* _EXERCISE OBJECTIVE_: The answer must be an exact copy of all the data below.

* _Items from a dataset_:
PR #279, opened 2021-04-07
Metadata cache and status update

ajgdls:
Created a cache object that grows dynamically for use within the meta writer application.
Added unit test for the object.
Provide status for previously completed acquisitions.

### DIFF
--- a/tools/python/odin_data/meta_writer/hdf5dataset.py
+++ b/tools/python/odin_data/meta_writer/hdf5dataset.py
@@ -40,14 +40,14 @@ class HDF5UnlimitedCache(object):
             upper_index = index + self._block_size
             current_block_size = self._block_size
             if upper_index > self._highest_index:
-                upper_index = self._highest_index
-                current_block_size = upper_index - index + 1
+                upper_index = self._highest_index + 1
+                current_block_size = upper_index - index
             self._logger.debug("[{}] Flushing block {} to index {}:{}".format(self._name, block, index, upper_index))
             self._logger.debug("[{}] Current block size:{}".format(self._name, current_block_size))
             current_block = self._blocks[block]
             self._logger.debug("[{}] Block slice to write:{}".format(self._name, current_block[0:current_block_size]))
-            h5py_dataset.resize(upper_index+1, axis=0)
-            h5py_dataset[index:upper_index+1] = current_block[0:current_block_size]
+            h5py_dataset.resize(upper_index, axis=0)
+            h5py_dataset[index:upper_index] = current_block[0:current_block_size]
 
 
 class HDF5Dataset(object):
--- a/tools/python/odin_data/meta_writer/hdf5dataset.py
+++ b/tools/python/odin_data/meta_writer/hdf5dataset.py
@@ -18,7 +18,11 @@ class HDF5UnlimitedCache(object):
 
     def new_array(self):
         self._logger.debug("[{}] Appending new numpy array of {} to cache in unlimited mode".format(self._name, self._block_size))
-        return np.full(self._block_size, self._fillvalue, self._dtype)
+        data = {
+            'active': True,
+            'data': np.full(self._block_size, self._fillvalue, self._dtype)
+        }
+        return data
 
     def add_value(self, value, offset):
         if offset > self._highest_index:
@@ -27,27 +31,34 @@ class HDF5UnlimitedCache(object):
         if block_index not in self._blocks:
             self._logger.debug("New cache block required")
             self._blocks[block_index] = self.new_array()
-        self._blocks[block_index][value_index] = value
+        self._blocks[block_index]['active'] = True
+        self._blocks[block_index]['data'][value_index] = value
 
     def flush(self, h5py_dataset):
         # Loop over the blocks and write each one to the dataset
         self._logger.debug("[{}] Highest recorded index: {}".format(self._name, self._highest_index))
         index = 0
         dataset_size = len(self._blocks) * self._block_size
+        self._logger.info("[{}] Flushing: total number of blocks to check: {}".format(self._name, len(self._blocks)))
         h5py_dataset.resize(dataset_size, axis=0)
+        active_blocks = 0
         for block in self._blocks:
-            index = block * self._block_size
-            upper_index = index + self._block_size
-            current_block_size = self._block_size
-            if upper_index > self._highest_index:
-                upper_index = self._highest_index + 1
-                current_block_size = upper_index - index
-            self._logger.debug("[{}] Flushing block {} to index {}:{}".format(self._name, block, index, upper_index))
-            self._logger.debug("[{}] Current block size:{}".format(self._name, current_block_size))
-            current_block = self._blocks[block]
-            self._logger.debug("[{}] Block slice to write:{}".format(self._name, current_block[0:current_block_size]))
-            h5py_dataset.resize(upper_index, axis=0)
-            h5py_dataset[index:upper_index] = current_block[0:current_block_size]
+            if self._blocks[block]['active']:
+                active_blocks += 1
+                index = block * self._block_size
+                upper_index = index + self._block_size
+                current_block_size = self._block_size
+                if upper_index > self._highest_index:
+                    upper_index = self._highest_index + 1
+                    current_block_size = upper_index - index
+                self._logger.debug("[{}] Flushing block {} to index {}:{}".format(self._name, block, index, upper_index))
+                self._logger.debug("[{}] Current block size:{}".format(self._name, current_block_size))
+                current_block = self._blocks[block]['data']
+                self._logger.debug("[{}] Block slice to write:{}".format(self._name, current_block[0:current_block_size]))
+                h5py_dataset.resize(upper_index, axis=0)
+                h5py_dataset[index:upper_index] = current_block[0:current_block_size]
+                self._blocks[block]['active'] = False
+        self._logger.info("[{}] Flushing complete - flushed {} active blocks".format(self._name, active_blocks))
 
 
 class HDF5Dataset(object):
--- a/tools/python/odin_data/meta_writer/hdf5dataset.py
+++ b/tools/python/odin_data/meta_writer/hdf5dataset.py
@@ -3,6 +3,53 @@ import logging
 import numpy as np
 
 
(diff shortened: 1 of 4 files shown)


GDYendell:
Do we need to update eiger-detector to work with this?

ajgdls:
No due to the way EigerMetaWriter is constructed I think it should work without change.

tools/python/odin_data/meta_writer/meta_listener.py
```diff
@@ -227,22 +229,39 @@ def status(self, request):
...
 
+    def clear_writer(self, name):
+        """Clear the specified writer"""
+        if name in self._writers:
+            self._logger.info("Removing writer: {}".format(name))
+            writer = self._writers[name]
+            self._status_dict[name] = writer.status()
+            if writer.finished:
+                del self._writers[name]
+
```
GDYendell, line 261: As discussed, we don't think we need this

tools/python/odin_data/meta_writer/meta_listener.py
```diff
@@ -314,8 +333,14 @@ def create_new_writer(self, writer_name):
         # Now create new acquisition
         self._logger.info("Creating new writer %s", writer_name)
         self._writers[writer_name] = self._writer_class(
-            writer_name, DEFAULT_DIRECTORY, self._process_count
+            writer_name, DEFAULT_DIRECTORY, self._process_count, self._data_endpoints
         )
+        self._writers[writer_name].register_owner(self)
```
GDYendell, line 338: As discussed, we don't think we need this

tools/python/odin_data/meta_writer/meta_writer.py
```diff
@@ -115,15 +117,18 @@ def __init__(self, name, directory, process_count):
         self._writers_finished = False
         self._detector_finished = True  # See stop_when_detector_finished
 
+    def register_owner(self, owner):
+        self._owner = owner
+
```
GDYendell, line 122: As discussed, we don't think we need this

GDYendell (commented):
A first pass. I am confused about the status still, so I will have another look at that.

I also think that we should combine HDF5UnlimitedCache with HDF5Dataset, so that we either have no cache and write directly to the dataset, or we use your new cache logic.

tools/python/odin_data/meta_writer/hdf5dataset.py
```diff
@@ -1,12 +1,135 @@
...
+        else:
+            self._shape = (block_size,) + shape
+        self._logger = logging.getLogger("HDF5UnlimitedCache")
+        self._logger.debug(
+            "Creating unlimited HDF5UnlimitedCache for {}".format(self._name)
+        )
+        self._blocks[0] = self.new_array()
+        self._stale_time = stale_time
+
+    def new_array(self):
```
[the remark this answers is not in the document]
ajgdls: Eliminated the method altogether.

* _ANSWER FOR THE TASK_:
PR #279, opened 2021-04-07
Metadata cache and status update

ajgdls:
Created a cache object that grows dynamically for use within the meta writer application.
Added unit test for the object.
Provide status for previously completed acquisitions.

### DIFF
--- a/tools/python/odin_data/meta_writer/hdf5dataset.py
+++ b/tools/python/odin_data/meta_writer/hdf5dataset.py
@@ -40,14 +40,14 @@ class HDF5UnlimitedCache(object):
             upper_index = index + self._block_size
             current_block_size = self._block_size
             if upper_index > self._highest_index:
-                upper_index = self._highest_index
-                current_block_size = upper_index - index + 1
+                upper_index = self._highest_index + 1
+                current_block_size = upper_index - index
             self._logger.debug("[{}] Flushing block {} to index {}:{}".format(self._name, block, index, upper_index))
             self._logger.debug("[{}] Current block size:{}".format(self._name, current_block_size))
             current_block = self._blocks[block]
             self._logger.debug("[{}] Block slice to write:{}".format(self._name, current_block[0:current_block_size]))
-            h5py_dataset.resize(upper_index+1, axis=0)
-            h5py_dataset[index:upper_index+1] = current_block[0:current_block_size]
+            h5py_dataset.resize(upper_index, axis=0)
+            h5py_dataset[index:upper_index] = current_block[0:current_block_size]
 
 
 class HDF5Dataset(object):
--- a/tools/python/odin_data/meta_writer/hdf5dataset.py
+++ b/tools/python/odin_data/meta_writer/hdf5dataset.py
@@ -18,7 +18,11 @@ class HDF5UnlimitedCache(object):
 
     def new_array(self):
         self._logger.debug("[{}] Appending new numpy array of {} to cache in unlimited mode".format(self._name, self._block_size))
-        return np.full(self._block_size, self._fillvalue, self._dtype)
+        data = {
+            'active': True,
+            'data': np.full(self._block_size, self._fillvalue, self._dtype)
+        }
+        return data
 
     def add_value(self, value, offset):
         if offset > self._highest_index:
@@ -27,27 +31,34 @@ class HDF5UnlimitedCache(object):
         if block_index not in self._blocks:
             self._logger.debug("New cache block required")
             self._blocks[block_index] = self.new_array()
-        self._blocks[block_index][value_index] = value
+        self._blocks[block_index]['active'] = True
+        self._blocks[block_index]['data'][value_index] = value
 
     def flush(self, h5py_dataset):
         # Loop over the blocks and write each one to the dataset
         self._logger.debug("[{}] Highest recorded index: {}".format(self._name, self._highest_index))
         index = 0
         dataset_size = len(self._blocks) * self._block_size
+        self._logger.info("[{}] Flushing: total number of blocks to check: {}".format(self._name, len(self._blocks)))
         h5py_dataset.resize(dataset_size, axis=0)
+        active_blocks = 0
         for block in self._blocks:
-            index = block * self._block_size
-            upper_index = index + self._block_size
-            current_block_size = self._block_size
-            if upper_index > self._highest_index:
-                upper_index = self._highest_index + 1
-                current_block_size = upper_index - index
-            self._logger.debug("[{}] Flushing block {} to index {}:{}".format(self._name, block, index, upper_index))
-            self._logger.debug("[{}] Current block size:{}".format(self._name, current_block_size))
-            current_block = self._blocks[block]
-            self._logger.debug("[{}] Block slice to write:{}".format(self._name, current_block[0:current_block_size]))
-            h5py_dataset.resize(upper_index, axis=0)
-            h5py_dataset[index:upper_index] = current_block[0:current_block_size]
+            if self._blocks[block]['active']:
+                active_blocks += 1
+                index = block * self._block_size
+                upper_index = index + self._block_size
+                current_block_size = self._block_size
+                if upper_index > self._highest_index:
+                    upper_index = self._highest_index + 1
+                    current_block_size = upper_index - index
+                self._logger.debug("[{}] Flushing block {} to index {}:{}".format(self._name, block, index, upper_index))
+                self._logger.debug("[{}] Current block size:{}".format(self._name, current_block_size))
+                current_block = self._blocks[block]['data']
+                self._logger.debug("[{}] Block slice to write:{}".format(self._name, current_block[0:current_block_size]))
+                h5py_dataset.resize(upper_index, axis=0)
+                h5py_dataset[index:upper_index] = current_block[0:current_block_size]
+                self._blocks[block]['active'] = False
+        self._logger.info("[{}] Flushing complete - flushed {} active blocks".format(self._name, active_blocks))
 
 
 class HDF5Dataset(object):
--- a/tools/python/odin_data/meta_writer/hdf5dataset.py
+++ b/tools/python/odin_data/meta_writer/hdf5dataset.py
@@ -3,6 +3,53 @@ import logging
 import numpy as np
 
 
(diff shortened: 1 of 4 files shown)


GDYendell:
Do we need to update eiger-detector to work with this?

ajgdls:
No due to the way EigerMetaWriter is constructed I think it should work without change.

tools/python/odin_data/meta_writer/meta_listener.py
```diff
@@ -227,22 +229,39 @@ def status(self, request):
...
 
+    def clear_writer(self, name):
+        """Clear the specified writer"""
+        if name in self._writers:
+            self._logger.info("Removing writer: {}".format(name))
+            writer = self._writers[name]
+            self._status_dict[name] = writer.status()
+            if writer.finished:
+                del self._writers[name]
+
```
GDYendell, line 261: As discussed, we don't think we need this

tools/python/odin_data/meta_writer/meta_listener.py
```diff
@@ -314,8 +333,14 @@ def create_new_writer(self, writer_name):
         # Now create new acquisition
         self._logger.info("Creating new writer %s", writer_name)
         self._writers[writer_name] = self._writer_class(
-            writer_name, DEFAULT_DIRECTORY, self._process_count
+            writer_name, DEFAULT_DIRECTORY, self._process_count, self._data_endpoints
         )
+        self._writers[writer_name].register_owner(self)
```
GDYendell, line 338: As discussed, we don't think we need this

tools/python/odin_data/meta_writer/meta_writer.py
```diff
@@ -115,15 +117,18 @@ def __init__(self, name, directory, process_count):
         self._writers_finished = False
         self._detector_finished = True  # See stop_when_detector_finished
 
+    def register_owner(self, owner):
+        self._owner = owner
+
```
GDYendell, line 122: As discussed, we don't think we need this

GDYendell (commented):
A first pass. I am confused about the status still, so I will have another look at that.

I also think that we should combine HDF5UnlimitedCache with HDF5Dataset, so that we either have no cache and write directly to the dataset, or we use your new cache logic.

tools/python/odin_data/meta_writer/hdf5dataset.py
```diff
@@ -1,12 +1,135 @@
...
+        else:
+            self._shape = (block_size,) + shape
+        self._logger = logging.getLogger("HDF5UnlimitedCache")
+        self._logger.debug(
+            "Creating unlimited HDF5UnlimitedCache for {}".format(self._name)
+        )
+        self._blocks[0] = self.new_array()
+        self._stale_time = stale_time
+
+    def new_array(self):
```
[the remark this answers is not in the document]
ajgdls: Eliminated the method altogether.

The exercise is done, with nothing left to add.